The site work has been led by the German archaeologist, the late Klaus Schmidt, who has dated the site to 9600 BC, eerily coinciding with Plato’s apparent date for the war with Atlantis. In fairness to those who accept Plato’s date, the existence of the monuments at Göbekli Tepe at such an early date at least indicates the possibility, of Plato’s date being correct. However, I am not altogether happy with the date assigned to the site, as I cannot imagine how the stones were carved to such a high standard without metal tools, a development still some thousands of years in the future. Dating details are available online(ar).
There is now a claim that another site, Körtik Tepe, may even be older(av), with a suggested date of 12,500 to 11,700 years ago! Furthermore, another site, Boncuklu Tarla, located about 300 kilometres east of Göbekli Tepe is also believed to be older(br).
A paper by Schmidt on the development of agriculture at the time of Göbekli Tepe is freely available online(ao)
Sanliurfa mentioned above was ancient Urfa and is suggested by David Rohl as the original Ur of the Chaldees, the birthplace of Abraham.
The site consists of megalithic stone circles with T-shaped uprights on some of which are carved a variety of animals. What is most peculiar is the fact that these monuments were completely buried after hundreds of years of use. One suggestion is that the site is pre-diluvian and was buried by the biblical Flood!
A paper by Alastair Coombs entitled The Atlantis Twins offered further thoughts on possible prehistoric references, including a suggested link with Göbekli Tepe. This was expanded and retitled as Göbekli Tepe & the Atlantis Twins and later published on Graham Hancock’s website(aq)(bx)*.
Schmidt was convinced that this site marked the transition from a hunter-gatherer to an agricultural society. An interesting article is to be found in the March/April 2009 issue of Saudi Aramco World and on its website(a).

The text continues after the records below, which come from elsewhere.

PR #2383, opened 2024-04-09
blobtx: fix some found issues;

GalaIO:
### Description

blobtx: fix some found issues;

### Rationale

The newly added freezer table(BlobTable) relies on `FreezerEnv`, so add some code to detect that scenario.

### Changes

Notable changes: 
* freezer: fix some env missing issues;
* logs: downgrade some info level logs;
* da: add some DA benchmark;
* ...

### DIFF
--- a/core/rawdb/chain_freezer.go
+++ b/core/rawdb/chain_freezer.go
@@ -308,6 +308,9 @@ func getBlobExtraReserveFromEnv(env *ethdb.FreezerEnv) uint64 {
 }
 
 func (f *chainFreezer) freezeRangeWithBlobs(nfdb *nofreezedb, number, limit uint64) (hashes []common.Hash, err error) {
+	defer func() {
+		log.Debug("freezeRangeWithBlobs", "from", number, "to", limit, "err", err)
+	}()
 	lastHash := ReadCanonicalHash(nfdb, limit)
 	if lastHash == (common.Hash{}) {
 		return nil, fmt.Errorf("canonical hash missing, can't freeze block %d", limit)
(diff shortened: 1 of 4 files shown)


core/rawdb/chain_freezer.go
```diff
@@ -413,6 +429,21 @@ func (f *chainFreezer) SetupFreezerEnv(env *ethdb.FreezerEnv) error {
...
+func (f *chainFreezer) checkFreezerEnv() error {
+	_, exist := f.freezeEnv.Load().(*ethdb.FreezerEnv)
+	if exist {
+		return nil
+	}
+	blobFrozen, err := f.TableAncients(ChainFreezerBlobSidecarTable)
+	if err != nil {
+		return err
+	}
+	if blobFrozen > 0 {
```
emailtovamos, line 441: How does this condition means freezer env is missing? A blob can still freeze by default right?

core/rawdb/chain_freezer.go
```diff
@@ -289,9 +308,6 @@ func getBlobExtraReserveFromEnv(env *ethdb.FreezerEnv) uint64 {
 }
 
 func (f *chainFreezer) freezeRangeWithBlobs(nfdb *nofreezedb, number, limit uint64) (hashes []common.Hash, err error) {
-	defer func() {
-		log.Info("freezeRangeWithBlobs", "from", number, "to", limit, "err", err)
```
buddh0, line 293: we can change it to debug level, so we can we found issue when do test

buddh0 (approved):

core/rawdb/chain_freezer.go
GalaIO: yes, this condition means that env must be guaranteed to exist when the blob table already has data.

emailtovamos (approved):

zzzckck (approved):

The consensus now is that Göbekli Tepe is the oldest known temple in the world, predating the temples of Malta by an astonishing 4,000-5,000 years. This, of course, is based on the dating offered by Schmidt, which may require revision. Further north is the ancient site of Kahin Tepe considered to be the oldest temple site in the Black Sea region. The remains of structures there have been identified as belonging to the Aceramic Neolithic Period, which dates back as far back as 12,000 years ago(bf).
However, Adam’s Calendar(c) in Mpumalanga, South Africa, has been dated to over 70,000 BC, which, if true, would throw an even greater number of theories onto the scrap heap. However, such dates are highly speculative and, at this point, without any scientific basis.
An imaginative article by Tom Knox, in the UK’s Daily Mail Online, suggested that Göbekli Tepe may be connected with the Garden of Eden(bd). Klaus Schmidt commented that ‘Gobekli Tepe is not the Garden of Eden: it is a temple in Eden.’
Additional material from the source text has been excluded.